The figure belows shows summary of the proposed method. The proposed relies on the parameter transfer to build a network for the target domain from the source domain. Both target domain and source domain will share the same classifier, which is learned from source domain. The source network is first trained with source domain only (left), then fine tuned with data from source domain and target domain (middle).

This figure shows an example of the proposed method on digit recognition basde on LeNet, where the parameters of target network is computed from source network, via the residual transform.

# Residual Transform

The residual transform learns a transform for parameter of source network to target network. The proposed method assumes the source network and target network shares the same architecture.

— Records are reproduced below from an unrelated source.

PR #5881, opened 2022-03-08
Fix pyreverse type hinting for class methods

teobouvard:
This commit fixes the alignment of arguments and their type annotations
in pyreverse printer output.

Not a feature, is it an important bug fix ?

## Type of Changes

## Description

Until now, the following class

```python
class Example:
    def method(self, arg: int):
        pass
    
    @classmethod
    def class_method(cls, arg: int):
        pass
    
    @staticmethod
    def static_method(arg: int):
        pass
```

would generate the following PlantUML diagram when running `pyreverse -o puml example.py`

```puml
@startuml example
class Example {
  class_method(cls: int, arg)
  method(arg: int)
  static_method(arg)
}
@enduml
```

This output displays wrong type hints because the alignment of arguments and their type annotations is based on the first argument having name `self`. This is not the case for class methods, where the first argument is usually `cls` and static methods where the first argument is not related to the class.

This commit fixes the issue by performing the alignment using the method type rather than the parameters names. This generates the correct class diagram shown below.

```puml
@startuml example
class Example {
  class_method(arg: int)
  method(arg: int)
  static_method(arg: int)
}
@enduml
```

### DIFF
--- a/pylint/pyreverse/printer.py
+++ b/pylint/pyreverse/printer.py
@@ -100,7 +100,7 @@ class Printer(ABC):
     @staticmethod
     def _get_method_arguments(method: nodes.FunctionDef) -> List[str]:
         if method.args.args:
-            first_arg = 0 if method.type in ("function", "staticmethod") else 1
+            first_arg = 0 if method.type in {"function", "staticmethod"} else 1
             arguments: List[nodes.AssignName] = method.args.args[first_arg:]
         else:
             first_arg = 0
--- a/pylint/pyreverse/printer.py
+++ b/pylint/pyreverse/printer.py
@@ -100,13 +100,13 @@ class Printer(ABC):
     @staticmethod
     def _get_method_arguments(method: nodes.FunctionDef) -> List[str]:
         if method.args.args:
-            arguments: List[nodes.AssignName] = [
-                arg for arg in method.args.args if arg.name != "self"
-            ]
+            first_arg = 0 if method.type in ("function", "staticmethod") else 1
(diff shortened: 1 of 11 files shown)


teobouvard:
I'm going to try to cover the `else` branch to prevent a decrease of code coverage

DanielNoord:
@Pierre-Sassoulas, did you change the coveralls setting to disallow decreasing coverage PRs? The CI seems to have passed on that commit that did not have full coverage.

@teobouvard Thanks for the contribution! I have requested a review from @DudeNr33 as they are the `pyreverse` expert I believe.

Pierre-Sassoulas:
>  did you change the coveralls setting to disallow decreasing coverage PRs? 

No, I think it can be problematic, for example in https://github.com/PyCQA/pylint/pull/5874 we removed code and the coverage decreased. I don't want to (have to) deal with this kind of false positive. I think the easier thing to do would be to check the coverage before approving.

pylint/pyreverse/printer.py
```diff
@@ -99,14 +99,13 @@ def emit_edge(
...
-            arguments: List[nodes.AssignName] = [
-                arg for arg in method.args.args if arg.name != "self"
-            ]
-        else:
-            arguments = []
-
-        annotations = dict(zip(arguments, method.args.annotations[1:]))
+        if method.args.args is None:
+            return []
+
```
DudeNr33, line 104: Nice cleanup and lowering the indentation level!

DudeNr33 (approved):
Nice catch, thank you for the fix. Looks good to me, well tested with both relevant cases added to the example test data. 👍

More specifically, the proposed method uses encoder-decoder for residual transform (as shown above), which could be written as:

\[\Theta_i^t=\mathcal{B}_i^1\sigma((\mathcal{A_i^1}^T\Theta_i^s\mathcal{A}_i^2+\mathcal{D}_i)(\mathcal{B}_i^2)^T)+\Theta_i^s\]where \(\Theta_i^s\) and \(\Theta_i^t\) are the parameter for i-th layer of source network and target network accordingly, \((\mathcal{B}_i^1,\mathcal{B}_i^2,\mathcal{A}_i^1,\mathcal{A}_i^2,\mathcal{D}_i)\) are the parameter for the residual transform.

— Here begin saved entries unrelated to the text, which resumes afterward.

Issue #6211, opened 2022-04-06
False negative: missing numpy param doc when "default ..." in same line of "param : type"


vepain:
### Bug description

False negative : 
Warning "missing param doc" should'nt be raised when these type of docstring format:
```python
def func(x: int = 0):
  """This is func.

  Parameter
  ---------
  x : int, default 0  # this raises the warning
    The x parameter
  """
  # ...
```

### Configuration

```ini
[MASTER]
load-plugins =
    pylint.extensions.docstyle,
    pylint.extensions.docparams

[MESSAGES CONTROL]
enable = W

[BASIC]
accept-no-param-doc = no
```

### Command used

```shell
pylint --rcfile=tox.ini a.py
```

### Pylint output

```shell
"orientation" missing in parameter documentation
```

### Expected behavior

No warning

### Pylint version

```shell
pylint 2.13.5
astroid 2.11.2
Python 3.9.12 (main, Mar 24 2022, 16:20:11) 
[GCC 9.4.0]
```

### OS / Environment

Ubuntu 20.04

lkev:
+1 having the same issue.

Just to add - the following does not raise any error, so maybe just allow items in parenthesis and/or the "default" word after the comma?

```python
def func(x: int = 0):
  """This is func.

  Parameter
  ---------
  x : int, optional
    The x parameter, by default 0
  """
  # ...
```

DanielNoord:
See https://numpydoc.readthedocs.io/en/latest/format.html#parameters and the failures in https://github.com/PyCQA/pylint/pull/7149.

adam-grant-hendry:
I am seeing this as well with

```
python 3.8.10
pylint 2.14.5
```

using

```pylint.extensions.docparams```

@DanielNoord Has this not been fixed yet?

DanielNoord:
No, I don't think so. The linked PR fixed something different.

adam-grant-hendry:
@DanielNoord Can you point me to the section of code to review? I can submit a PR if you like.

adam-grant-hendry:
> @DanielNoord Can you point me to the section of code to review? I can submit a PR if you like.

Actually, I'm assuming this is [pylint/extensions/docparams.py](https://github.com/PyCQA/pylint/blob/main/pylint/extensions/docparams.py). I'll submit a PR.

Pierre-Sassoulas:
[...]

PR #7360, opened 2022-08-26
fix(numpy-param-doc): allow "default" in params

adam-grant-hendry:

## Type of Changes

## Description

NumPy doc style guide permits using `default` in parameter signatures.

Closes ##6211


adam-grant-hendry:
@DanielNoord @Pierre-Sassoulas Would you please kindly help review? Thank you.

tests/functional/ext/docparams/docparams.py
```diff
@@ -92,3 +93,40 @@ def params_are_documented(par1: int, *, par2: int) -> int:
...
+
+    See https://github.com/PyCQA/pylint/issues/6211
+
+    Parameter
+    ---------
+    x : int, default 0
+        The x parameter
+    """
+
+    print(x)
```
Pierre-Sassoulas, line 132:
```suggestion
def regression_6211(number: int = 0) -> None:
    """This is a regression test for issue #6211.

    False negative of "missing param doc" was being issued when "default" used in
    NumPy-style docs. This test should return no errors.

    See https://github.com/PyCQA/pylint/issues/6211

    Parameter
    ---------
    number : int, default 0
        The number parameter
    """

    print(number)
```

Pierre-Sassoulas (changes requested):
Could you add a fragment for the changelog please ? :)

DanielNoord:
@adam-grant-hendry The primer tests shows that we would be emitting a lot more messages which I don't really expect. Perhaps we can take a test from there?

tests/functional/ext/docparams/docparams.py
adam-grant-hendry: Good catch. This was causing an `invalid-name` error. I will fix.

adam-grant-hendry:
> @adam-grant-hendry The primer tests shows that we would be emitting a lot more messages which I don't really expect. Perhaps we can take a test from there?

One difficulty I have is that `pytest` isn't outputting what the regular expressions are matching and not matching. Is there a way I can do this with the `pylint` source, or do I have to write a throw-away script using `re` and check for matches?

tests/functional/ext/docparams/docparams.py
Pierre-Sassoulas: You can commit the suggestion directly in interface :)

adam-grant-hendry:
> Could you add a fragment for the changelog please ? :)

Yes, I added a fragment with my last push.

Pierre-Sassoulas (commented):
Would you mind rebasing/merging the main branch ? (there's modification from the recent release mixed in the diff.)

Without looking into it, I think something is wrong with the modified regex as the primer raise a lot more message now.

adam-grant-hendry:
> Would you mind rebasing/merging the main branch ? (there's modification from the recent release mixed in the diff.)

Just did, but couldn't figure out how to do that without force pushing. I used `--force-with-lease` to try not to overwrite work you or @DanielNoord may have done.
 
> Without looking into it, I think something is wrong with the modified regex as the primer raise a lot more message now.

Yes, the regex is not working, but I don't know why.

adam-grant-hendry:
@DanielNoord @Pierre-Sassoulas This should be working now. I wrote a test script to help me out:

<details>
<summary><b>test_script.py</b></summary>

```python

import re
import typing

from pylint.extensions._check_docs_utils import NumpyDocstring

if typing.TYPE_CHECKING:
    from pylint.extensions._check_docs_utils import Docstring


def space_indentation(s: str) -> int:
    """The number of leading spaces in a string.

    :param str s: input string

    :rtype: int
    :return: number of leading spaces
    """
    return len(s) - len(s.lstrip(" "))


def _is_section_header(line: str) -> bool:
    return bool(re.match(r"\s*-+$", line))


def min_section_indent(section_match: re.Match[str]) -> int:
    return len(section_match.group(1))


def _parse_section(
    section_re: re.Pattern[str],
    doc: str,
) -> list[str]:
    section_match = section_re.search(doc)
    if section_match is None:
        return []

    min_indentation = min_section_indent(section_match)

    entries: list[str] = []
    entry: list[str] = []
    is_first = True
    for line in section_match.group(2).splitlines():
        if not line.strip():
            continue
        indentation = space_indentation(line)
        if indentation < min_indentation:
            break

        # The first line after the header defines the minimum
        # indentation.
        if is_first:
            min_indentation = indentation
            is_first = False

        if indentation == min_indentation:
            if _is_section_header(line):
                break
            # Lines with minimum indentation must contain the beginning
            # of a new parameter documentation.
            if entry:
                entries.append("\n".join(entry))
                entry = []

        entry.append(line)

    if entry:
        entries.append("\n".join(entry))

    return entries


def match_param_docs(
    checker: NumpyDocstring,
    doc: str,
) -> tuple[set[str], set[str]]:
    """Matches parameter documentation section to parameter documentation rules."""
    params_with_doc = set()
    params_with_type = set()

    entries = _parse_section(checker.re_param_section, doc)
    entries.extend(_parse_section(checker.re_keyword_param_section, doc))
    for entry in entries:
        match = checker.re_param_line.match(entry)
        if not match:
            continue

        print(match)
        print()
        # check if parameter has description only
        re_only_desc = re.match(r"\s*(\*{0,2}\w+)\s*:?\n\s*\w*$", entry)
        print(f're_only_desc: {re_only_desc}')
        if re_only_desc:
            param_name = match.group('param_name')
            param_desc = match.group('param_type')
            param_type = None
        else:
            param_name = match.group('param_name')
            param_type = match.group('param_type')
            param_desc = match.group('param_desc')

        print(f"Param Name: '{param_name}'")
        print(f"Type: '{param_type}'")
        print(f"Description: '{param_desc}'")

        if param_type:
            params_with_type.add(param_name)

        if param_desc:
            params_with_doc.add(param_name)

    return params_with_doc, params_with_type


if __name__ == '__main__':
    docstring_1 = """This is a regression test for issue `#6211`_.

False negative of "missing param doc" was being issued when "default" used in
NumPy-style docs. This test should return no errors.

Parameters
----------
number : int, default 0
    The number parameter

.. _`#6211`:
    https://github.com/PyCQA/pylint/issues/6211
"""

    docstring_2 = """No errors raised when pipe symbol used for or.

`PEP 604`_ allows writing Union types as X | Y. Can be enabled in Python <3.10
using `from __future__ import annotations`.

Parameters
----------
arg1
    The first arg
arg2 : str | None, default=None
    The second arg

.. _`PEP 604`:
    https://peps.python.org/pep-0604/
"""

    docstring_3 = """Reported in https://github.com/PyCQA/pylint/issues/4035.

Parameters
----------
arg : int
    The number of times to print it.
option : {"y", "n"}
    Do I do it?
option2 : {"y", None, "n"}
    Do I do it?

"""

    docstring_4 = """function foobar ...

Parameters
----------
arg1 : int
arg2 : int
arg3 : str
"""

    docstring_5 = """function foobar ...
Parameters
----------
arg1:
    description
arg2: str
"""

    np_checker = NumpyDocstring(None)

    docstrings = [
        docstring_1,
        docstring_2,
        docstring_3,
        docstring_4,
        docstring_5,
    ]

    for ndx, docstr in enumerate(docstrings):
        print(f'========= Docstring {ndx+1} =========')
        params_with_description_only, params_with_a_type = match_param_docs(np_checker, docstr)

        print()
        print(f'Parameters with a description only: {params_with_description_only}')
        print(f'Parameters with a type: {params_with_a_type}')
        print()

```
</details>

A couple notes:

1. The OP to Issue #6211 used "Parameter" (singular) instead of the intended "Parameters" (plural), and as a result this regex fails to find the parameters section:

```python
re_param_section = re.compile(
        _re_section_template.format(r"(?:Args|Arguments|Parameters)"),
        re.X | re.S | re.M,
    )
```

2. The hyperlink I put in the body of the `regression_6211` docstring was causing errors (I suspect because of the colon after the "https"). I turned this into a directive.

3. Adding the `from __future__ import annotations` line to the top of `docparams.py` (so I can use python `3.10` style type annotations) shifted each function down by one line, so I needed to update the `docparams.txt` file.

4. The regular expression for default values only accounts for strings, booleans, and `None`, but not:

 - numbers (ints (`2`), floats (`2.35`), binary (`0b010`), oct (`0o007`), or hex (`0xDEADBEEF`)
 - those who use `_` as separators between sets of 3 digits (e.g. `10_000_000`)
 -  byte strings (i.e. `b'this will come to byte you')
 - callables (i.e. `my_funct=jerry`)

There may be other literal/default types to add in the future, but for now I accounted just for ints because that solves the issue at hand:

```python
re_default_value = r"""((['"]\w+\s*['"])|(\d+)|(True)|(False)|(None))"""
```

adam-grant-hendry:
> @adam-grant-hendry The primer tests shows that we would be emitting a lot more messages which I don't really expect. Perhaps we can take a test from there?

@DanielNoord @Pierre-Sassoulas After using my script, I found the original code was matching colon (`:`) for `type` instead of the
actual type. Most of these errors are accurate:

    - 1: `pandas/compat/pickle_compat.py`#L256
	- 6: `pandas/tests/extension/conftest.py`#L47

have the form

```
param : description instead of type
```

This is incorrect per the [NumPy Style Guide](https://numpydoc.readthedocs.io/en/latest/format.html#parameters). Descriptions must go
on the next line indented. Only types can occur after the colon on the same line.

    - 7, 8: `pandas/tests/io/test_parquet.py#L165`
	
is in fact missing documentation for the listed parameters.

    - 9, 13: `pandas/tests/io/formats/test_to_html.py#L30` (there are many others)

has incorrect types. `"pytest fixture"` and `matplotlib Axes object` are not types; these should be a class name (dotted attribute), type alias, or builtin (e.g. `_pytest.monkeypatch.MonkeyPatch` or `matplotlib.axes`)


If `pandas` wishes to use a style different from `numpy`, they should have their own style guide. It is confusing for those wanting to follow
the `numpy` guide to get unexpected allowed behavior (and it might cause `sphinx` not to work properly). For this, I recommend the `pylint`
team create a separate class in `_check_docs_utils.py` and call it `PandasDocstring` and to have the `pandas` team confirm it.

Numbers 2-# (from `pandas/tests/arithmetic/common.py`) have method formal parameters that are not type hinted, and hence should technically be
`Any`.

DanielNoord:
@adam-grant-hendry That does indeed seem like we were incorrectly matching previously.

Would you be willing to open a separate PR to fix that and add some regressions tests against that?

adam-grant-hendry:
> @adam-grant-hendry That does indeed seem like we were incorrectly matching previously.
> 
> Would you be willing to open a separate PR to fix that and add some regressions tests against that?

I would, but I'm not sure I have time at this stage. I doubt I would be able to finish this PR even. The amount of fixes required is more than I originally envisioned, I'm sorry.

At this stage, I'm simply getting by by:

1. Not using `default` in the type, but in the description (e.g. `Defaults to ...`)
2. Using `or` and `of` instead of `|` and `[]`, respectively (though this is actually per the `numpydoc style guide` and the latter is from the newer python typing annotations syntax)

adam-grant-hendry:
@DanielNoord @Pierre-Sassoulas Two more drive-by comments:

1. Because `:` is searched for in the regex, this also causes false-negatives when directives are used in the docstring body. Any colons in the body is going to be an issue.

e.g. This gives a `missing-param-doc` error

```python
def func(self, a: int, b: bool) -> None:
    """Does something funky.

    This is where you explain the funk.

    ..warning:: `a` Explodes!
        Don't use `a`

    Parameters
    ------------
    a : int
        An integer
    b : bool
        A bool
```

2. Your regex's don't match when a union of types ends with `, or type`. It matches `type of type` and `type or type`, but the following does not work:

```python
def funkify(self, a: int | bool | str) -> str:
    """Get with the funk.

    What the funk?!

    Parameters
    ------------
    a : int, bool, or str
        This is an ``int``, ``bool``, or ``str``. How funky!

    Returns
    --------
    b : str
        Because why not return a ``str``
```

DanielNoord:
> @DanielNoord @Pierre-Sassoulas Two more drive-by comments:

Both of these should probably be their own issue, right?

I have updated this PR after the merge of #7398. Let's see what the primer thinks!

DanielNoord:
@Pierre-Sassoulas We have a similar issue as discussed previously here.

Should we just accept anything that comes on the `type` line in a `Numpy` docstring? It feels better to do so than to try and determine whether `type or None` or `a description of a type` is a "real type".

Pierre-Sassoulas (commented):
Sorry for the delay I did not realize this was waiting for my input. I think we should accept anything from the type field, because being able to tell valid type from text is hard, and doing something like "None or MyClass" is frequent enough that the primers message was truncated because there's so much new message. (Removing from the 3.0 milestone because this is the kind of thing that can be merged later)

DanielNoord (approved):
Let's merge this :)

Here the layers parameter as in the matrics form:

- for fully connected layer, \(\Theta_i^s\in\mathbb{R}^{N_{out}\times(N_{in}+1)}\)
- for convolution layer, \(\Theta_i^s\in\mathbb{R}^{N_{out}\times(N_{in}\times k_x\times k_y)}\)

\(\mathcal{T}_i=\mathcal{A_i^1}^T\Theta_i^s\mathcal{A}_i^2+\mathcal{D}_i\in\mathbb{R}^{l_i \times r_i}\) defines the complexity of this transform, which is regularized by \(\ell_{2,1}\) loss and \(\ell_{1,2}\) loss (i.e., group lasso). Group lasso encourages the entire row or column of \(\mathcal{T}_i\) to be zero.

# Loss Functions

The following loss functions are used:

- classificaiton loss: standard cross entropy loss is used, applied for source domain only;
- discreprancy loss: measures the similarity of the feature output by source network and target network. Advserial loss is used here, which classifies the feature into source domain and target domain;
- stream loss: to prevents network from learning trivial solutions, e.g., all 0 or source parameter and target parameter are too different from each other.
- rank minimizing term as described in the section.

For stream loss, it is implemented as \(\lambda_s(\mathcal{L}_w-\mathcal{Z}(\mathcal{L}_w))\) with \(\mathcal{L}_w=\sum_i{\lVert\mathcal{B}_i^1\sigma((\mathcal{A_i^1}^T\Theta_i^s\mathcal{A}_i^2+\mathcal{D}_i)(\mathcal{B}_i^2)^T)\rVert_{fro}}\). \(\mathcal{Z}\) is the barrier function and log is used. Stream loss is is smallest when \(\mathcal{L}_w=1\) and goes to infinity when \(\mathcal{L}_w\) becomes either very small or very large.

As shown in the image below, the performance is not very sensitive to the weights of those loss functions.

# Implementations

The paper uses approximal gradient descent to learn the network:

- use Adam for a pre-defined number of iterations to learn the network
*without*the rank minimizing terms; - find the approximation to the network learned from previous step, with the rank minimizing terms.

# Experiment Results

The experiment result on digit recognition from SVHN to MNIST. Here LeNet or SvhNet is used which are very small networks.

The figure below shows experiment result on object recognition for office dataset with ResNet-50 as network backbone. Please check the asymmetric improvement on A to D (or W) vs D (or W) to A.

Sample images from the Office dataset.

The figure below shows the \(l_i\) and \(r_i\) for the residual transform for ResNet-50 learned on office dataset.